Computed tomography can also be used but it is not as sensitive as ultrasonography and it is more expensive. It is useful if there is any extraocular extension, but it is unable to distinguish between choroidal or retinal detachment and a solid tumor. When preforming CT with contrast however choroidal melanoma shows enhancement. Also CT is sensitive in detecting calcium which is more commonly found in choroidal osteoma rather than choroidal melanoma. Although MRI is more expensive than CT scans and with contrast it provides a better resolution, it still is less sensitive than ultrasonography. MRI is useful in cases where there is suspicion of extrascleral extension of the tumor or to differentiate the fluid around the melanoma.

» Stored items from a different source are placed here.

PR #2053, opened 2015-06-12
Fix framework references for .NETCore 5.0 by not allowing them

anurse:
Once they are blocked, the regular assembly references (lib/netcore50 and friends) take over and everything is :sun_with_face: and :sparkles: and :bouquet:

I'm build verifying now and will push to release (with a better commit message) when that's done.

/cc @troydai @davidfowl

### DIFF
--- a/src/Microsoft.Framework.PackageManager/Utils/LockFileUtils.cs
+++ b/src/Microsoft.Framework.PackageManager/Utils/LockFileUtils.cs
@@ -42,9 +42,17 @@ namespace Microsoft.Framework.PackageManager.Utils
                     }
 
                     var assemblyPath = Path.Combine(installPath, filePath);
-                    if (IsAssemblyServiceable(assemblyPath))
+                    try
                     {
-                        lockFileLib.IsServiceable = true;
+                        if (IsAssemblyServiceable(assemblyPath))
+                        {
+                            lockFileLib.IsServiceable = true;
+                            break;
+                        }
+                    }
+                    catch
+                    {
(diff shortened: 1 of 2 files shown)


src/Microsoft.Framework.PackageManager/Utils/LockFileUtils.cs
```diff
@@ -42,9 +42,17 @@ public static LockFileLibrary CreateLockFileLibrary(LockFileLibrary previousLibr
                     }
 
                     var assemblyPath = Path.Combine(installPath, filePath);
-                    if (IsAssemblyServiceable(assemblyPath))
+                    try
                     {
-                        lockFileLib.IsServiceable = true;
+                        if (IsAssemblyServiceable(assemblyPath))
```
anurse: I don't know what caused the exception I got here but it doesn't actually seem wrong to have a guard here. We don't want a broken DLL file causing an exception during restore.

src/Microsoft.Framework.Runtime/NuGet/Utility/VersionUtility.cs
```diff
@@ -131,6 +141,12 @@ public static bool IsDesktop(FrameworkName frameworkName)
                    frameworkName.Identifier == DnxFrameworkIdentifier;
         }
 
+        public static bool HasFrameworkAssemblies(FrameworkName frameworkName)
```
anurse: This isn't needed any more, I'll remove it before merging.

PR #2058, opened 2015-06-12
Add NuGet v3 feed support

ChengTian:
@loudej  @davidfowl  @muratg  @yishaigalatzer

### DIFF
--- a/src/Microsoft.Framework.PackageManager/Restore/NuGet/HttpSource.cs
+++ b/src/Microsoft.Framework.PackageManager/Restore/NuGet/HttpSource.cs
@@ -34,7 +34,7 @@ namespace Microsoft.Framework.PackageManager.Restore.NuGet
             string password,
             Reports reports)
         {
-            _baseUri = baseUri + (baseUri.EndsWith("/") ? "" : "/");
+            _baseUri = baseUri + ((baseUri.EndsWith("/") || baseUri.EndsWith("index.json")) ? "" : "/");
             _userName = userName;
             _password = password;
             _reports = reports;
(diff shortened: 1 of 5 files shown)


src/Microsoft.Framework.PackageManager/Restore/NuGet/HttpSource.cs
```diff
@@ -131,13 +139,20 @@ internal class HttpSource
 
                 using (var response = await _client.SendAsync(request, HttpCompletionOption.ResponseHeadersRead))
                 {
+                    if (!throwNotFound && response.StatusCode == HttpStatusCode.NotFound)
```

Biopsy is usually not required, but it can help in differentiating between an amelanotic melanomas from metastatic tumors. When ancillary test are unclear and in difficult diagnostic cases a biopsy is required. With tumor size greater than 3mm there is 95% accuracy. Although incisional biopsy is more invasive and can lead to more complications it has less of a false-negative and false-positive results. Histological evaluation can confirm the diagnosis and can determine the prognosis.

When deciding how to treat the melanoma factors such as visual acuity, size of the tumor, age and general health, ocular structures involved and if there is presence of metastases. Smaller tumor 2-2.5 mm in elevation and less than 10mm in diameter can be treated with observation. This is controversial because the idea of not treating a melanoma is unacceptable in the past. But according to the COMS, observations as a treatment is acceptable for small choroidal melanoma due to no significant survival rate with enucleation and observations can preserve the patient's sight. With medium size melanoma studies shows that there are no significant differences between radiation therapy and enucleation. For a large melanoma there is no difference between enucleation after radiation therapy and enucleation without radiation therapy. Even though there is micrometastasis at the time of diagnosis, if no systemic involvement is found then there is no indication for systemic chemotherapy. 

Enucleation is the preferred treatment for a large melanoma or when other treatment has failed. Enucleation is also recommended when it caused complications to the visual functions.